PR #572, opened 2018-05-21
loopup: skip ava on all x86 systems

BridgeAR:
Only x64 systems are supported. This includes Windows.

See https://github.com/flowtype/flow-bin/blob/master/index.js (this is a peer dependency).

##### Checklist

- [x] `npm test` passes
- [x] tests are included

### DIFF
--- a/lib/lookup.json
+++ b/lib/lookup.json
@@ -477,7 +477,7 @@
   },
   "ava": {
     "prefix": "v",
-    "skip": ["ppc", "win32", "rhel", "aix", "<6", "10"],
+    "skip": ["ppc", "win32", "x86", "rhel", "aix", "<6", "10"],
     "flaky": "<8",
     "maintainers": ["sindresorhus", "novemberborn"]
   },


targos:
It looks like we should still skip `win32`. I get this error on my machine:
```
error:                       | C:\Users\Michael\AppData\Local\Temp\8eeda2eb-5f6a-41e9-88a0-3ea50b85842c\ava\node_modules\glob\sync.js:341
error:                       | throw er
error:                       | ^
error:                       |
error:                       | Error: EPERM: operation not permitted, scandir 'C:/Users/Michael/AppData/Local/Temp/8eeda2eb-5f6a-41e9-88a0-3ea50b85842c/ava/test/fixture/symlink'
error:                       | at Object.fs.readdirSync (fs.js:875:3)
error:                       | at GlobSync._readdir (C:\Users\Michael\AppData\Local\Temp\8eeda2eb-5f6a-41e9-88a0-3ea50b85842c\ava\node_modules\glob\sync.js:288:41)
```

BridgeAR:
@targos as far as I know it requires admin permissions on Windows to set symlinks. So yeah, I am going to change it back to always skip Windows.

BridgeAR:
Updated. We should probably also look into getting ava to run on 10 again.

PR #411, opened 2017-05-14
WIP: bin: add repeat option to citgm-all

gibfahn:
Use `-r 5` or `--repeat 5` to repeat all the modules in the lookup.
Specify `repeat: 5` in the lookup to repeat a single module.

Alternative to https://github.com/nodejs/citgm/pull/383

##### Checklist

- [ ] add `citgm` equivalent
- [ ] `npm test` passes
- [ ] add tests
- [ ] add docs (README and man page)
- [x] contribution guidelines followed [here](https://github.com/nodejs/citgm/blob/master/CONTRIBUTING.md)

PR #576, opened 2018-06-05
WIP: add repeat option to citgm

al-k21:
Run CITGM with `--repeat` option to test specific module a number of times.

Do we want to keep testing even if CITGM fails on one of the runs (then log how many times it failed)? or do we want CITGM to fail after the first fail? 

Alternative to https://github.com/nodejs/citgm/pull/411.

##### Checklist

- [x] `npm test` passes
- [ ] tests are included
- [ ] contribution guidelines followed [here](https://github.com/nodejs/citgm/blob/master/CONTRIBUTING.md)

### DIFF
--- a/bin/citgm.js
+++ b/bin/citgm.js
@@ -69,6 +69,7 @@ if (!citgm.windows) {
   launch(mod, options);
 }
 
+let numOfFails = 0;
 const start = new Date();
 function launch(mod, options) {
   const runner = citgm.Tester(mod, options);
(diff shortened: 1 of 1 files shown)


BridgeAR:
I think overwriting the file should be fine.

@al-k21 PTAL

MylesBorins:
Should we close this?

BridgeAR:
I personally would like to have some kind of repeat option but these all seem stalled. I'll close this for now. If anyone would like this to be reopened, please go ahead, leave a comment or just open a new PR!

§ §

What is expected — The records above should be printed in full, exactly as they appear.

Output of the exercise —
PR #572, opened 2018-05-21
loopup: skip ava on all x86 systems

BridgeAR:
Only x64 systems are supported. This includes Windows.

See https://github.com/flowtype/flow-bin/blob/master/index.js (this is a peer dependency).

##### Checklist

- [x] `npm test` passes
- [x] tests are included

### DIFF
--- a/lib/lookup.json
+++ b/lib/lookup.json
@@ -477,7 +477,7 @@
   },
   "ava": {
     "prefix": "v",
-    "skip": ["ppc", "win32", "rhel", "aix", "<6", "10"],
+    "skip": ["ppc", "win32", "x86", "rhel", "aix", "<6", "10"],
     "flaky": "<8",
     "maintainers": ["sindresorhus", "novemberborn"]
   },


targos:
It looks like we should still skip `win32`. I get this error on my machine:
```
error:                       | C:\Users\Michael\AppData\Local\Temp\8eeda2eb-5f6a-41e9-88a0-3ea50b85842c\ava\node_modules\glob\sync.js:341
error:                       | throw er
error:                       | ^
error:                       |
error:                       | Error: EPERM: operation not permitted, scandir 'C:/Users/Michael/AppData/Local/Temp/8eeda2eb-5f6a-41e9-88a0-3ea50b85842c/ava/test/fixture/symlink'
error:                       | at Object.fs.readdirSync (fs.js:875:3)
error:                       | at GlobSync._readdir (C:\Users\Michael\AppData\Local\Temp\8eeda2eb-5f6a-41e9-88a0-3ea50b85842c\ava\node_modules\glob\sync.js:288:41)
```

BridgeAR:
@targos as far as I know it requires admin permissions on Windows to set symlinks. So yeah, I am going to change it back to always skip Windows.

BridgeAR:
Updated. We should probably also look into getting ava to run on 10 again.

PR #411, opened 2017-05-14
WIP: bin: add repeat option to citgm-all

gibfahn:
Use `-r 5` or `--repeat 5` to repeat all the modules in the lookup.
Specify `repeat: 5` in the lookup to repeat a single module.

Alternative to https://github.com/nodejs/citgm/pull/383

##### Checklist

- [ ] add `citgm` equivalent
- [ ] `npm test` passes
- [ ] add tests
- [ ] add docs (README and man page)
- [x] contribution guidelines followed [here](https://github.com/nodejs/citgm/blob/master/CONTRIBUTING.md)

PR #576, opened 2018-06-05
WIP: add repeat option to citgm

al-k21:
Run CITGM with `--repeat` option to test specific module a number of times.

Do we want to keep testing even if CITGM fails on one of the runs (then log how many times it failed)? or do we want CITGM to fail after the first fail? 

Alternative to https://github.com/nodejs/citgm/pull/411.

##### Checklist

- [x] `npm test` passes
- [ ] tests are included
- [ ] contribution guidelines followed [here](https://github.com/nodejs/citgm/blob/master/CONTRIBUTING.md)

### DIFF
--- a/bin/citgm.js
+++ b/bin/citgm.js
@@ -69,6 +69,7 @@ if (!citgm.windows) {
   launch(mod, options);
 }
 
+let numOfFails = 0;
 const start = new Date();
 function launch(mod, options) {
   const runner = citgm.Tester(mod, options);
(diff shortened: 1 of 1 files shown)


BridgeAR:
I think overwriting the file should be fine.

@al-k21 PTAL

MylesBorins:
Should we close this?

BridgeAR:
I personally would like to have some kind of repeat option but these all seem stalled. I'll close this for now. If anyone would like this to be reopened, please go ahead, leave a comment or just open a new PR!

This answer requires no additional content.